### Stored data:

PR #1102, opened 2024-02-04
Add a filename_override parameter for geotiff downloads

ericboucher:
### Description

This fixes #issueNumber.

## How to test the feature:

- [ ]
- [ ]

## Checklist - did you ...

Test your changes with

### DIFF
--- a/api/app/geotiff_from_stac_api.py
+++ b/api/app/geotiff_from_stac_api.py
@@ -109,14 +109,23 @@ def get_geotiff(
     bbox: [float, float, float, float],
     date: str | None = None,
     band: str | None = None,
+    filename_override: str | None = None,
 ):
     """Generate a geotiff and return presigned download url"""
     s3_filename = generate_geotiff_and_upload_to_s3(collection, bbox, date, band)
 
     s3_client = boto3.client("s3")
+
+    params = {
+        "Bucket": GEOTIFF_BUCKET_NAME, 
+        "Key": s3_filename
+    }
+    if filename_override is not None:
+        params["ResponseContentDisposition"] = f"attachment; filename=\"{filename_override or s3_filename}\""
+
     presigned_download_url = s3_client.generate_presigned_url(
         "get_object",
-        Params={"Bucket": GEOTIFF_BUCKET_NAME, "Key": s3_filename},
+        Params=params,
         ExpiresIn=3600,
     )
     return presigned_download_url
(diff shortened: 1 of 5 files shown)


wadhwamatic:
Thanks @ericboucher. Looks good, but I don't think we've handled the 'band' issue and/or we're not getting the right layer name when we use the drop down menu to choose a layer with a different time aggregation (i.e. 10-day vs 3-month)

For example, if I choose the 3-month aggregate instead of 10-day (https://prism-1102.surge.sh/?hazardLayerIds=precip_blended_3m&date=2024-01-21) and try to download the layer, I expected the filename to be precip_blended_3m_2024-01-21 but instead its mozambique_precip_blended_dekad_2024-01-21 and appears to download the 10-day version. 

Side note - I was just checking on master, and I'm not sure if https://github.com/WFP-VAM/prism-app/pull/1006 is working correctly. Using Mozambique on master, I tried to download 10-day rainfall anomaly and 3-month rainfall anomaly. The files are identical (name and the data too). See this zip file:

[rfq_dekad_cfc92607_2024-01-21.zip](https://github.com/WFP-VAM/prism-app/files/14214333/rfq_dekad_cfc92607_2024-01-21.zip)

ericboucher:
@wadhwamatic I couldn't reproduce the name issue you were mentioning, the filename seems correct for me.
However, I was able to reproduce the second error. This was because the band is relying on us setting the band parameter in the config. I created a utility function to use the `style` and just remove `_blended` from it of no band was explicitely set. Does that seem reasonable?

frontend/src/config/utils.ts
```diff
@@ -338,3 +338,20 @@ export const getCompositeLayers = (layer: LayerType): LayerType[] => {
...
   return [];
 };
+
+/**
+ * A utility function to get the STAC band parameter.
+ * WARNING: This function is fragile as it is using the _blended pattern in styles.
+ * @param additionalQueryParams - additional query parameters
+ * @returns the band parameter
+ */
+export const getStacBand = (
```
ericboucher, line 348: @wadhwamatic let me know if this function makes sense

wadhwamatic:
@ericboucher - the name issue happens consistently when you download from the layer panel, but not the legend.

> I created a utility function to use the style and just remove _blended from it of no band was explicitely set. Does that seem reasonable?

yes - that should work fine.

wadhwamatic:
@ericboucher - looks like that change made the download feature disappear for layers without a grouping feature. For example, I can't download forecasts or dry periods from the layer nav panel.

wadhwamatic (approved):
looks good now, thanks @ericboucher !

### Activity:
This task calls for every entry above to be transcribed exactly.

### Solution to this problem:
PR #1102, opened 2024-02-04
Add a filename_override parameter for geotiff downloads

ericboucher:
### Description

This fixes #issueNumber.

## How to test the feature:

- [ ]
- [ ]

## Checklist - did you ...

Test your changes with

### DIFF
--- a/api/app/geotiff_from_stac_api.py
+++ b/api/app/geotiff_from_stac_api.py
@@ -109,14 +109,23 @@ def get_geotiff(
     bbox: [float, float, float, float],
     date: str | None = None,
     band: str | None = None,
+    filename_override: str | None = None,
 ):
     """Generate a geotiff and return presigned download url"""
     s3_filename = generate_geotiff_and_upload_to_s3(collection, bbox, date, band)
 
     s3_client = boto3.client("s3")
+
+    params = {
+        "Bucket": GEOTIFF_BUCKET_NAME, 
+        "Key": s3_filename
+    }
+    if filename_override is not None:
+        params["ResponseContentDisposition"] = f"attachment; filename=\"{filename_override or s3_filename}\""
+
     presigned_download_url = s3_client.generate_presigned_url(
         "get_object",
-        Params={"Bucket": GEOTIFF_BUCKET_NAME, "Key": s3_filename},
+        Params=params,
         ExpiresIn=3600,
     )
     return presigned_download_url
(diff shortened: 1 of 5 files shown)


wadhwamatic:
Thanks @ericboucher. Looks good, but I don't think we've handled the 'band' issue and/or we're not getting the right layer name when we use the drop down menu to choose a layer with a different time aggregation (i.e. 10-day vs 3-month)

For example, if I choose the 3-month aggregate instead of 10-day (https://prism-1102.surge.sh/?hazardLayerIds=precip_blended_3m&date=2024-01-21) and try to download the layer, I expected the filename to be precip_blended_3m_2024-01-21 but instead its mozambique_precip_blended_dekad_2024-01-21 and appears to download the 10-day version. 

Side note - I was just checking on master, and I'm not sure if https://github.com/WFP-VAM/prism-app/pull/1006 is working correctly. Using Mozambique on master, I tried to download 10-day rainfall anomaly and 3-month rainfall anomaly. The files are identical (name and the data too). See this zip file:

[rfq_dekad_cfc92607_2024-01-21.zip](https://github.com/WFP-VAM/prism-app/files/14214333/rfq_dekad_cfc92607_2024-01-21.zip)

ericboucher:
@wadhwamatic I couldn't reproduce the name issue you were mentioning, the filename seems correct for me.
However, I was able to reproduce the second error. This was because the band is relying on us setting the band parameter in the config. I created a utility function to use the `style` and just remove `_blended` from it of no band was explicitely set. Does that seem reasonable?

frontend/src/config/utils.ts
```diff
@@ -338,3 +338,20 @@ export const getCompositeLayers = (layer: LayerType): LayerType[] => {
...
   return [];
 };
+
+/**
+ * A utility function to get the STAC band parameter.
+ * WARNING: This function is fragile as it is using the _blended pattern in styles.
+ * @param additionalQueryParams - additional query parameters
+ * @returns the band parameter
+ */
+export const getStacBand = (
```
ericboucher, line 348: @wadhwamatic let me know if this function makes sense

wadhwamatic:
@ericboucher - the name issue happens consistently when you download from the layer panel, but not the legend.

> I created a utility function to use the style and just remove _blended from it of no band was explicitely set. Does that seem reasonable?

yes - that should work fine.

wadhwamatic:
@ericboucher - looks like that change made the download feature disappear for layers without a grouping feature. For example, I can't download forecasts or dry periods from the layer nav panel.

wadhwamatic (approved):
looks good now, thanks @ericboucher !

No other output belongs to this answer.